=== Section Start ===
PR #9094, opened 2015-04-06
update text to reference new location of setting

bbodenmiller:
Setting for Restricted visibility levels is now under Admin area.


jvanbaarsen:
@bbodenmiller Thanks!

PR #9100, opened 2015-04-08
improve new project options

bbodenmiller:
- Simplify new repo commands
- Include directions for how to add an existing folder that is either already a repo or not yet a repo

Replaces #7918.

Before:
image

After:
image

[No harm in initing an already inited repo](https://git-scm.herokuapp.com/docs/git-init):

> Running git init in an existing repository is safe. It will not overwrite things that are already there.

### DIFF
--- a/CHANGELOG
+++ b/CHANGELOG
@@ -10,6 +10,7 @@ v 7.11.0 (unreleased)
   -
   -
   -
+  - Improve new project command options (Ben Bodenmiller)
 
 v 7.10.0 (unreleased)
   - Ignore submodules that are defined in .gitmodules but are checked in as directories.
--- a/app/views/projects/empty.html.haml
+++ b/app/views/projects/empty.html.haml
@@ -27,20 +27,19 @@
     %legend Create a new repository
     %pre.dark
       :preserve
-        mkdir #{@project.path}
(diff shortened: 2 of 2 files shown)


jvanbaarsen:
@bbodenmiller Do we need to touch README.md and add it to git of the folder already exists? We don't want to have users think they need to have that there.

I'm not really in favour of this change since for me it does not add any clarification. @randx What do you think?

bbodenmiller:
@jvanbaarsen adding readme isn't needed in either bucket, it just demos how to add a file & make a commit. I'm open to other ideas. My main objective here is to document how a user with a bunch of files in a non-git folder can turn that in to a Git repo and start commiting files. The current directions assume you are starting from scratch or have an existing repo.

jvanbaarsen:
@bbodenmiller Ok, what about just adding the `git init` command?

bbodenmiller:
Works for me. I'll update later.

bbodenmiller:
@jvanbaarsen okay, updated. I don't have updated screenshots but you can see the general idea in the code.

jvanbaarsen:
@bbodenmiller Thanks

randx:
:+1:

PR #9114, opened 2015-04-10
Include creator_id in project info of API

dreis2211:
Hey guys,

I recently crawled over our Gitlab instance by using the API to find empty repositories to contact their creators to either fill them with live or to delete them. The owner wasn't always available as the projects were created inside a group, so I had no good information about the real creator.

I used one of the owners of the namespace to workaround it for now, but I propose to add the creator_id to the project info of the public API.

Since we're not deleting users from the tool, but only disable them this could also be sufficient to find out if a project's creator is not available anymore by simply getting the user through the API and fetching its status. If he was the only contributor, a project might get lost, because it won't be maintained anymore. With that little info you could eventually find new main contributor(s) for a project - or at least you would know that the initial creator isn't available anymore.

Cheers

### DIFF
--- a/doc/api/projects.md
=== Section End ===
What needs to be done: When you answer, retype all of the material exactly as it appears above.

Worked solution:
PR #9094, opened 2015-04-06
update text to reference new location of setting

bbodenmiller:
Setting for Restricted visibility levels is now under Admin area.


jvanbaarsen:
@bbodenmiller Thanks!

PR #9100, opened 2015-04-08
improve new project options

bbodenmiller:
- Simplify new repo commands
- Include directions for how to add an existing folder that is either already a repo or not yet a repo

Replaces #7918.

Before:
image

After:
image

[No harm in initing an already inited repo](https://git-scm.herokuapp.com/docs/git-init):

> Running git init in an existing repository is safe. It will not overwrite things that are already there.

### DIFF
--- a/CHANGELOG
+++ b/CHANGELOG
@@ -10,6 +10,7 @@ v 7.11.0 (unreleased)
   -
   -
   -
+  - Improve new project command options (Ben Bodenmiller)
 
 v 7.10.0 (unreleased)
   - Ignore submodules that are defined in .gitmodules but are checked in as directories.
--- a/app/views/projects/empty.html.haml
+++ b/app/views/projects/empty.html.haml
@@ -27,20 +27,19 @@
     %legend Create a new repository
     %pre.dark
       :preserve
-        mkdir #{@project.path}
(diff shortened: 2 of 2 files shown)


jvanbaarsen:
@bbodenmiller Do we need to touch README.md and add it to git of the folder already exists? We don't want to have users think they need to have that there.

I'm not really in favour of this change since for me it does not add any clarification. @randx What do you think?

bbodenmiller:
@jvanbaarsen adding readme isn't needed in either bucket, it just demos how to add a file & make a commit. I'm open to other ideas. My main objective here is to document how a user with a bunch of files in a non-git folder can turn that in to a Git repo and start commiting files. The current directions assume you are starting from scratch or have an existing repo.

jvanbaarsen:
@bbodenmiller Ok, what about just adding the `git init` command?

bbodenmiller:
Works for me. I'll update later.

bbodenmiller:
@jvanbaarsen okay, updated. I don't have updated screenshots but you can see the general idea in the code.

jvanbaarsen:
@bbodenmiller Thanks

randx:
:+1:

PR #9114, opened 2015-04-10
Include creator_id in project info of API

dreis2211:
Hey guys,

I recently crawled over our Gitlab instance by using the API to find empty repositories to contact their creators to either fill them with live or to delete them. The owner wasn't always available as the projects were created inside a group, so I had no good information about the real creator.

I used one of the owners of the namespace to workaround it for now, but I propose to add the creator_id to the project info of the public API.

Since we're not deleting users from the tool, but only disable them this could also be sufficient to find out if a project's creator is not available anymore by simply getting the user through the API and fetching its status. If he was the only contributor, a project might get lost, because it won't be maintained anymore. With that little info you could eventually find new main contributor(s) for a project - or at least you would know that the initial creator isn't available anymore.

Cheers

### DIFF
--- a/doc/api/projects.md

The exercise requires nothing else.